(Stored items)
####

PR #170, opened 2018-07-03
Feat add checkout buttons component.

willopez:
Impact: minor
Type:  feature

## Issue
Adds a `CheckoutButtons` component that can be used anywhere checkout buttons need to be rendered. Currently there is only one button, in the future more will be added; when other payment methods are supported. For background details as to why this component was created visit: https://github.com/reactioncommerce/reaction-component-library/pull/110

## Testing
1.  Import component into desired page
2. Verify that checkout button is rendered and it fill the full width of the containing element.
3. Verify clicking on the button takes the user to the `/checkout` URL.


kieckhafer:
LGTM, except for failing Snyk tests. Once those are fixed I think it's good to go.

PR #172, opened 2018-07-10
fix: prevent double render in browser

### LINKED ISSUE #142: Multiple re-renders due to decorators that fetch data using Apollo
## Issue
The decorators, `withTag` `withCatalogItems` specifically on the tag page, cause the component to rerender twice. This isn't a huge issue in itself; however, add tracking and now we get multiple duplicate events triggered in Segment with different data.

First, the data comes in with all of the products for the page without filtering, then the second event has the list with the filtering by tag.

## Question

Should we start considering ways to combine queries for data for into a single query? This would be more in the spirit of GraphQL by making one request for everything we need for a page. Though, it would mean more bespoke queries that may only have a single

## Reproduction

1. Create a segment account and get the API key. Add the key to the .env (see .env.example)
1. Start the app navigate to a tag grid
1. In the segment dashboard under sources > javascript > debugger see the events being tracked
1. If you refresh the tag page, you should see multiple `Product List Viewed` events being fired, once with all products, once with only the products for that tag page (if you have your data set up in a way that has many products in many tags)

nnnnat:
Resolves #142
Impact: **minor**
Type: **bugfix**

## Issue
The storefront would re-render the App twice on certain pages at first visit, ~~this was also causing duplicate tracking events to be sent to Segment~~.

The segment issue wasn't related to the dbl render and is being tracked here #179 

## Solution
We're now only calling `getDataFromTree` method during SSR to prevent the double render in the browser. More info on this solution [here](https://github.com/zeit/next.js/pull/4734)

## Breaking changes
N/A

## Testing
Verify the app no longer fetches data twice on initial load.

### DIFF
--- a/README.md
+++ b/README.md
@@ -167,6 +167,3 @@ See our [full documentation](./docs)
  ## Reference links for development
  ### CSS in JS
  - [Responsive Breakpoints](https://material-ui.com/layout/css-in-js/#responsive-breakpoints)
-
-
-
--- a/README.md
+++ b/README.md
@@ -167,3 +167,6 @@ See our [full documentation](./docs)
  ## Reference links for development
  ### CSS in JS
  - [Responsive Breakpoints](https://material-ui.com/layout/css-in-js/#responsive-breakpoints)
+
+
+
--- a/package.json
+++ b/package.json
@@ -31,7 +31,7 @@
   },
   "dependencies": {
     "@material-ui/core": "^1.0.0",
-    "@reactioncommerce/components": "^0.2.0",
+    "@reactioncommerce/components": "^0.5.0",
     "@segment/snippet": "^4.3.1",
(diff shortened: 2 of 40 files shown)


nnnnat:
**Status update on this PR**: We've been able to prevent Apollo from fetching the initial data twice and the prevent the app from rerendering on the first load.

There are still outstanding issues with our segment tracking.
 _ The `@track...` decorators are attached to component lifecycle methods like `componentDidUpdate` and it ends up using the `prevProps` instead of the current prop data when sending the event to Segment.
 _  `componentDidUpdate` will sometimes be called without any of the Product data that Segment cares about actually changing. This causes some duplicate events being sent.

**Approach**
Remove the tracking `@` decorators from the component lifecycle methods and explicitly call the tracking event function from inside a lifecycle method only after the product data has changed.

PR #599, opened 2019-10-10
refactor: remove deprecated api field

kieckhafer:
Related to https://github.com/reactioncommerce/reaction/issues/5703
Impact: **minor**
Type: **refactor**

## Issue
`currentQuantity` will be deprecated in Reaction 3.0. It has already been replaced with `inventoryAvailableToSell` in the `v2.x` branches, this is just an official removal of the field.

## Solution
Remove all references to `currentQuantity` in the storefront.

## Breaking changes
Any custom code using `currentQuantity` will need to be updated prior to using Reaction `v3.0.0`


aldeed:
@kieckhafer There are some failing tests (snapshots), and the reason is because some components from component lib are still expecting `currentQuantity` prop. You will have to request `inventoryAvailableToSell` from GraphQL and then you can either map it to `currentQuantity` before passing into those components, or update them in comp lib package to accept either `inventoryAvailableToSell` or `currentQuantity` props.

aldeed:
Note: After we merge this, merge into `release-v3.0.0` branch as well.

####

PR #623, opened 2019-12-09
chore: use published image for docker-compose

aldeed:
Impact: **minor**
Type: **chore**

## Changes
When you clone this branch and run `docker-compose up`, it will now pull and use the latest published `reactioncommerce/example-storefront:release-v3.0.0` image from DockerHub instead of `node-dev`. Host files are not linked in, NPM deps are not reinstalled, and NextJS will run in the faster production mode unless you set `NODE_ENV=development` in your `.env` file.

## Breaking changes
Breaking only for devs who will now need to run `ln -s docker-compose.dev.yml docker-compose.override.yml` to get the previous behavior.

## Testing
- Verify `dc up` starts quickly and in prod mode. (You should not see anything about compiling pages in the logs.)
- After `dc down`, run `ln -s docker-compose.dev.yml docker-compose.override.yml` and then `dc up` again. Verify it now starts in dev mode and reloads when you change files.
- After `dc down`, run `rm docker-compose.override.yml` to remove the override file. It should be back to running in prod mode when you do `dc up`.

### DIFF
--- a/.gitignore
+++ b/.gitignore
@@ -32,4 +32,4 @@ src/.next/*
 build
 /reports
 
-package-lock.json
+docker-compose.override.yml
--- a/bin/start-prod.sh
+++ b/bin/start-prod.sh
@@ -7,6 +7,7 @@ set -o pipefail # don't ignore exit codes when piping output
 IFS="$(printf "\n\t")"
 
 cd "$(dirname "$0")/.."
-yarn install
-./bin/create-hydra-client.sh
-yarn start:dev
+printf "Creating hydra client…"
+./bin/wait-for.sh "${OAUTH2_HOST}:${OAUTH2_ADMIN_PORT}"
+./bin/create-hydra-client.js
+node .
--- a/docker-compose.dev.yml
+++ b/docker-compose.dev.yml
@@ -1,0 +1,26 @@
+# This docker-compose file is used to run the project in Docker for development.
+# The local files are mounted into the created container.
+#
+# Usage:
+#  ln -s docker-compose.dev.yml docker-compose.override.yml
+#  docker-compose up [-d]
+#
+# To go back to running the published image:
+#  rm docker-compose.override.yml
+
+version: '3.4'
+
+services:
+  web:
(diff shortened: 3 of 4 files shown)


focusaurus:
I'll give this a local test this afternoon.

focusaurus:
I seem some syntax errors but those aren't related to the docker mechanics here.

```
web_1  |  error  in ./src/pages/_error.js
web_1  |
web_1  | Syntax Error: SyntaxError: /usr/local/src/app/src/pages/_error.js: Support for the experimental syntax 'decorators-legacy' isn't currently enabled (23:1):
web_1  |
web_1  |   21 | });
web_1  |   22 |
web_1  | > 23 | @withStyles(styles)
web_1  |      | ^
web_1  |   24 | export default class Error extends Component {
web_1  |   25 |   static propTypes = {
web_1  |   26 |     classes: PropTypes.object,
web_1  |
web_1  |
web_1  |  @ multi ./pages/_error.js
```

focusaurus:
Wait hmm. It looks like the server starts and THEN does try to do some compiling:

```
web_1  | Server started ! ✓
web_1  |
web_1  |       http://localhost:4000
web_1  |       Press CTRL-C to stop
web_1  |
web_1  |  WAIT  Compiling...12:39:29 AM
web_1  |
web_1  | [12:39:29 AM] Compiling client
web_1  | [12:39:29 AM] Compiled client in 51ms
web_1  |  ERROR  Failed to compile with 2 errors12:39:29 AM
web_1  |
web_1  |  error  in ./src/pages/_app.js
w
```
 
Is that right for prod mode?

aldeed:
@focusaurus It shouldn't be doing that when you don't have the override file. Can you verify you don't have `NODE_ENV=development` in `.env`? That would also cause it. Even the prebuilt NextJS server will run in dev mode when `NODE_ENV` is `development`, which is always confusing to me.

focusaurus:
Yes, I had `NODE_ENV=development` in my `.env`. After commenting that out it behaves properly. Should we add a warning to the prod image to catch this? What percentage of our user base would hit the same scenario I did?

####

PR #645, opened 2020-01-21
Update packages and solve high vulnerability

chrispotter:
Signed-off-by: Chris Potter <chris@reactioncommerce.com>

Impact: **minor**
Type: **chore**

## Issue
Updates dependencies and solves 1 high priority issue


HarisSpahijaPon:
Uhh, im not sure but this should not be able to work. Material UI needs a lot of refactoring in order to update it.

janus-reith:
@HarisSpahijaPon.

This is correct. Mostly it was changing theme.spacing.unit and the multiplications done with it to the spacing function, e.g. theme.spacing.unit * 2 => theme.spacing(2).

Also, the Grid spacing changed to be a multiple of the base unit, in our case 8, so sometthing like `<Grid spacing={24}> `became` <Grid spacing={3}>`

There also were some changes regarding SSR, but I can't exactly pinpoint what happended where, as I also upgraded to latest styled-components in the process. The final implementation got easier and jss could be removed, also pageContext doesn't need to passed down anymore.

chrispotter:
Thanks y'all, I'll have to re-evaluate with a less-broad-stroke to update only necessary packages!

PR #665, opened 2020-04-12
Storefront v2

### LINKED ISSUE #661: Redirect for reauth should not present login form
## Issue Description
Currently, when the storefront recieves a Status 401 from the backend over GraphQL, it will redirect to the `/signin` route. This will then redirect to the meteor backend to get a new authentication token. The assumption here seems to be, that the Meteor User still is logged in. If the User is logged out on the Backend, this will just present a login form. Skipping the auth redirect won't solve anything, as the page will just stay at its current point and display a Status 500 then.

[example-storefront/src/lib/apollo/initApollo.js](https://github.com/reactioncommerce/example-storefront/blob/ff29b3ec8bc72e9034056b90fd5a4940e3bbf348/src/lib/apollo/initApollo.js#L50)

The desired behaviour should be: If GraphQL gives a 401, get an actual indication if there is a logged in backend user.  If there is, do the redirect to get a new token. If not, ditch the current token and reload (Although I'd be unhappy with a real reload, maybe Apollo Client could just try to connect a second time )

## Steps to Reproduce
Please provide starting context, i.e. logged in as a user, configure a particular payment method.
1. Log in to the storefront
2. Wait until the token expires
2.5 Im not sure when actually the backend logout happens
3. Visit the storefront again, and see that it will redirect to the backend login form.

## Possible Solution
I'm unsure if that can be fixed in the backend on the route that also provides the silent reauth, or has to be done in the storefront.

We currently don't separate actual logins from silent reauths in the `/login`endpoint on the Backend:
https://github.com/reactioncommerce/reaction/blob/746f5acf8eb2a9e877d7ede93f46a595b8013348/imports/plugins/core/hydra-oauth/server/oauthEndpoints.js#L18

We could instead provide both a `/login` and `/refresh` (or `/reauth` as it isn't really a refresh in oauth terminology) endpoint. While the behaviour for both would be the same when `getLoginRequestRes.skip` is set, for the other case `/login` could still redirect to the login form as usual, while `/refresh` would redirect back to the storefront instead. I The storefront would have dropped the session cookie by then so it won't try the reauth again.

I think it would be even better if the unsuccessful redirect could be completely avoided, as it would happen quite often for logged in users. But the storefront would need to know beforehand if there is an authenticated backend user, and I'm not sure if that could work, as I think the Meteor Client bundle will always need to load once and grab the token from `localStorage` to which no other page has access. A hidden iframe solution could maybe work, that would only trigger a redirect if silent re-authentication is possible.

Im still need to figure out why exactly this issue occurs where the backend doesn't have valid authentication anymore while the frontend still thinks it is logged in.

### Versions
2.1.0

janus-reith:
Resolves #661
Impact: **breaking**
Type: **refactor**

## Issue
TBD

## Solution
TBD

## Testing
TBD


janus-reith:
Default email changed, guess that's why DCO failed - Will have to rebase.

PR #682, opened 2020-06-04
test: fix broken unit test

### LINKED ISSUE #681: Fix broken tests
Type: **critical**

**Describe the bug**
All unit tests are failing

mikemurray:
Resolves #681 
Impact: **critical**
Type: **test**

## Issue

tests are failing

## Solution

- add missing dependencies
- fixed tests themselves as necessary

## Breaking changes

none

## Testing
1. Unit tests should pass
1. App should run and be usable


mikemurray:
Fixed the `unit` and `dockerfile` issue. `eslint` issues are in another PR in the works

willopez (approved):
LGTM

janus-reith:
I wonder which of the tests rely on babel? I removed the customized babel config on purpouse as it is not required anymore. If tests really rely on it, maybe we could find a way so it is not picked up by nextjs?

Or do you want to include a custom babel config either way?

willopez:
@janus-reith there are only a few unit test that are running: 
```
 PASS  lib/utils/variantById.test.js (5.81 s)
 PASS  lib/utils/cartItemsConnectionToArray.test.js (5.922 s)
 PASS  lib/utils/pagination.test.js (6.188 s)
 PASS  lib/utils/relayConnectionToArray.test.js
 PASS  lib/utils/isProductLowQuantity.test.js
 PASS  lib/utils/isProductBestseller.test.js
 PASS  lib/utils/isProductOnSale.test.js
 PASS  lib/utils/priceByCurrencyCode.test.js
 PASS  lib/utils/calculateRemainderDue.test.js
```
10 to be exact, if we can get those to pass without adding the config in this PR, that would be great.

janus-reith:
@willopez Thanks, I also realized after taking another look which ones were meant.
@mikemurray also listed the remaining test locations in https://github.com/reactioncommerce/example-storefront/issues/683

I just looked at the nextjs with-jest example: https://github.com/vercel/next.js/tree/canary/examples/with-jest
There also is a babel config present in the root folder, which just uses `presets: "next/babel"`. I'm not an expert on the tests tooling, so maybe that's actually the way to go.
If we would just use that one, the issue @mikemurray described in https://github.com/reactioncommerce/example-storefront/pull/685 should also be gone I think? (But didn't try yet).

####

Copy out each line of the data above, exactly, if it lies between the line holding "Should we start" and the line holding "## Reproduction", inclusive; copy no other line.

Expected answer
Should we start considering ways to combine queries for data for into a single query? This would be more in the spirit of GraphQL by making one request for everything we need for a page. Though, it would mean more bespoke queries that may only have a single

## Reproduction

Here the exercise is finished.